Alternatively, the process could be run on the user terminal 10,
accessing the data directly from an online database 13.
[0047] In use, the system offers the searcher one or more search
spaces or `gardens`, which can either be held locally or by the
service provider. These are the areas within which the searcher,
over the course of one or many sessions, will cultivate a
collection of items of interest to the user. The service provider
creates a `search space` which is a multidimensional space
consisting of all items available. A simplified example is shown in
FIG. 9. The neighbourhood of an item is populated with items that,
in one or more characteristics, are similar to that item.
[0048] The database 13 stores a catalogue of all the items
available for inspection, classified by a large number of
attributes. For example, clothes may be classified by type (shoes,
hats, shirts, etc), colour, pattern, style, designer, price and so
on.
[0049] The database can be set up by manual entry or by extracting
data from a catalogue. Items presented in spreadsheet form are
particularly suited for compiling the database, using the various
column entries as the categories.
[0050] The process performed by a first embodiment of the invention
is represented in FIG. 2. A searching session operates as follows.
The user of the terminal 10 opens a search space or "garden" (new
or pre-existing) with a descriptor, which may be general (e.g.
`clothes`) or more specific (e.g. "trousers"). Certain other
limitations may be added to limit the variety of items available
for display: in particular the user may specify clothes sizes, to
avoid the display of items not available in the user's own size.
Subject to any such predetermined limitations, the selection
processor 17 selects items, initially at random, from the database
13 and passes them to the output port 18 for onward transmission to
the user (step 20). To make the best use of the narrow bandwidth
available on most home user's equipment, the output port 18
includes a buffer store so that it can continuously provide the
user terminal 10 with items from the database 13. New items then
start arriving in the display (description plus picture wherever
appropriate). Initially these items are randomly selected from all
items within the `search space` shown in FIG. 9, subject to any
initial limitations imposed. When the user terminal 10 receives a
new item it allocates it an "age" value, which is initially zero
(step 21). This characteristic is incremented either in accordance
with chronological time or when further items are added to the
display, and items achieving a predetermined age are deleted from
the garden.
[0051] In the simplified illustrated examples shown in FIGS. 4 to
10, a number of items, identified by the characters A, B, C, D . .
. Z are available for display. These are stored on the database 13
each with a number of associated attributes. For the purposes of
this example only three attribute categories are identified in FIG.

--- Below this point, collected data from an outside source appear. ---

PR #949, opened 2022-06-10
feat(eslint-plugin): handful of additions

### LINKED ISSUE #13: Lint for misuse of useIsMounted hook
As seen [here](https://github.com/wincent/liferay-portal/pull/169#discussion_r389640310), it is pretty easy to write:

```js
if (isMounted) {
    // ...
}
```

instead of:

```js
if (isMounted()) {
    // ...
}
```

so we should make a lint to catch the former whenever the return value of `useIsMounted()` from `frontend-js-react-web` is used in a conditional context in this way.

### LINKED ISSUE #26: Enforce use of const/let instead of var
As per this comment: https://github.com/wincent/liferay-portal/pull/319#discussion_r436915980

### LINKED ISSUE #719: Warn when a module has no main entry in package.json

-   [ ] :thinking: Question
-   [ ] :bug: Bug report

### Description
Currently, when a portal module is lacking the `main` entry in its `package.json` file, it makes tests fails for other modules that need to import it.

This is because [getJestModuleNameMapper](https://github.com/liferay/liferay-frontend-projects/blob/f35a9b3a6c17498a2d56b9892f99e6f742885011/projects/npm-tools/packages/npm-scripts/src/utils/getJestModuleNameMapper.js) is ignoring modules without that `main` entry.

We cannot fix the `getJestModuleNameMapper` because there's nothing to fix. Also, we cannot show a warning message because we would have lots of false positives.

However, the situation is quite unfortunate, because it's very difficult to diagnose the condition and/or realize that you are being hit by it when it happens.

So I propose creating a linting rule that applies heuristics to warn when a `main` entry is missing and it appears it should be informed.

**Desired behavior:**
When a module has no `main` entry but it has an `index.js`, `index.es.js`, `index.ts`, `js/index.js`, `js/index.es.js` or `js/index.ts` file in `src/main/resources/META-INF/resources" issue a warning.

We may want to add more "standard" main files if we see any other fit.

And I'm not sure if we should provide a way to opt out... I find it very unlikely that someone has an `index.js` file but doesn't want it as `main`, but if we find that, me may need to provide some flag to disable the rule, I guess...

See https://liferay.slack.com/archives/C3JBR21HA/p1635337119258800

### LINKED ISSUE #918: feat(eslint-plugin): Add a rule that adds squiggly brackets around imports from `frontend-js-web`
After confirming with @izaera we discovered that it would be useful to have an eslint rule to make sure that all imports from `frontend-js-web` are wrapped inside squiggly brackets `{}`. 

The image below doesn't have any warnings and after running source formatter it doesn't get fixed, we should add that in, so that devs don't make a potentially very confusing mistake. 

image

P.S. `gradlew deploy -a` doesn't produce an error either, so we might be preventing some huge issues by adding this rule.

bryceosterhaus:
Thought I would tackle a few of these while I was cleaning up old eslint issues.

fixes #719
fixes #13
fixes #918
fixes #26

I additionally added a preflight check for npm-scripts to check package.json's for a main entry point.


projects/eslint-plugin/rules/portal/tests/lib/rules/no-default-export-from-frontend-js-web.js
```diff
@@ -0,0 +1,47 @@
...
+ */
+
+const MultiTester = require('../../../../../scripts/MultiTester');
+const rule = require('../../../lib/rules/no-default-export-from-frontend-js-web');
+
+const parserOptions = {
+	ecmaVersion: 6,
+	sourceType: 'module',
+};
+const ruleTester = new MultiTester({parserOptions});
```
kresimir-coko, line 13: Empty line between these 2 I'd think

kresimir-coko (approved):
Apart from the tiny SF thingy it looks great!

PR #952, opened 2022-06-14
chore: update CI checker for conventional commits, semantic pr bot is dead

bryceosterhaus:


izaera:
LGTM  :+1: 

If it works, I have nothing to say :sweat_smile: ...

bryceosterhaus:
It doesn't check against the actual commits, only the PR title, but I think I'll merge this for at least some support and then I can create something else later that checks commit messages

PR #1176, opened 2023-10-02
fix(js-toolkit): add warnings for when creating, building, and deploying projects within a liferay workspace

bryceosterhaus:
Adds some console messages for when using liferay-cli in a liferay workspace. Also remove support for fdsCellRenderer and themeSpritemap


izaera:
LGTM

PR #1178, opened 2023-10-13
feat(npm-scripts)!: update tools for react 18

bryceosterhaus:
This PR is a work in progress for our upgrade to react 18. I will make pre-releases from this branch to test in DXP


bryceosterhaus:
This should be good for release. Once I am able to get CI to pass in the liferay-portal [PR](https://github.com/liferay-frontend/liferay-portal/pull/3717), I will make a proper release of this and add to that PR.

matuzalemsteles:
@bryceosterhaus  Oh, it's great to see that we are moving towards this, just a doubt if we had other problems, for example the entry of React 17.x brought changes to the global event system when preventing and for propagation 18.x introduced the new system competitor but still with incremental adoption, in the tests did you see anything different like the rendering behavior? side effects, for example in useEffect calls? Maybe this won't be a problem if you're not using StrictMode... Just curious if we can help with this on the Clay side, I remember having some Clay reports not working very well in React.js.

9, namely garment type, colour and pattern. Several further such
attributes are listed in FIG. 8, although not used in this example.
In practice many different attributes such as price, designer, age
group, material, size, etc, would be used. Each item would then
have an entry for an attribute in each of these categories (e.g.
Designer Paul, Jacket, Grey, plain, adult, wool mixture, 96 cm
chest, .English Pound.60). The attributes may be considered as
defining a position in a multidimensional "search space" 90, in
which items sharing an attribute would be adjacent to each other in
the relevant dimension, as shown for the three illustrative
attributes in FIG. 9. (In FIG. 9 the italicisation of items B, E,
F, 0, P, U, W represents their location in a different plane from
that containing the other items).
[0052] Each item to be displayed is selected by choosing values for
each category and then picking an item that matches all those
values. Initially this selection is unbiased. For example, if there
are eleven different designers and eight different garment types,
there would be a 1 in 11 chance that `Designer Paul` would be the
designer chosen for the first item to display and a 1 in 8 chance
that the garment would be a jacket. The user can passively observe
items entering the display as long as he likes. At any time the
user may identify an item of interest to him. Such an item would be
one that attracts the user as being of a kind worthy of further
consideration, for example the item "J" in the display of FIG.
4.
[0053] When an item is selected the age value of that item is reset
to zero (step 22) and a signal is transmitted over the
communications link 11 (step 23) to the receive port 14, causing
the product identifier to be stored in the session recording
database 15. The evolution processor 16 then applies an
evolutionary search space technique to the data received. This is
the point at which the arrival of new items deviates from a random
sample.
[0054] In the embodiment of FIG. 2 the evolution processor 16
firstly retrieves the attributes of the selected item J stored in
the database 13 (step 24). It then uses these attributes of the
selected item to bias the random process of choosing the set of
attributes for the next item to display. With this bias included,
the choice of attributes is then made and the resulting `evolved`
attributes are passed to the selection processor 17 (step 25). In a
preferred arrangement the evolution processor 16 uses the history
of the last few selections retrieved from the session recording
database 15, and not just the current selection, to determine which
attributes to influence the biasing of attribute choice. This
allows new selections to have more than one "parent".
[0055] As an equation:
P.sub.ci=(1+n.sub.ci)/(N.sub.c+n.sub.total)
[0056] where:
[0057] P.sub.ci is the probability that when choosing the next
image to display, the value i will be chosen for category c
[0058] n.sub.ci is the number of times that the searcher has
clicked on an item with the value i for its category c
[0059] N.sub.c is the number of different values of category c
[0060] n.sub.total is the total number of clicks by the searcher in
this session
[0061] For example, if there are eleven different designers and
eight different garment types, there would initially be a 1 in 11
chance that `Designer Paul` would be the designer chosen for the
first item to display and a 1 in 8 chance that the garment would be
a jacket. If the searcher selects a Designer Paul jacket, then the
weightings are modified such that the probability that the second
item displayed would be another item by the same designer rises
from {fraction (1/11)} (0.091) to {fraction (2/12)} (0.167), and
the chance of getting another jacket would be weighted to rise from
1/8 (0.125) to {fraction (2/9)} (0.222). (It can easily be seen
that the probability of getting another jacket from the same
designer is still very small, at {fraction (1/27)}=0.037, but this
is greater than the random probability of {fraction (1/88)}=0.011.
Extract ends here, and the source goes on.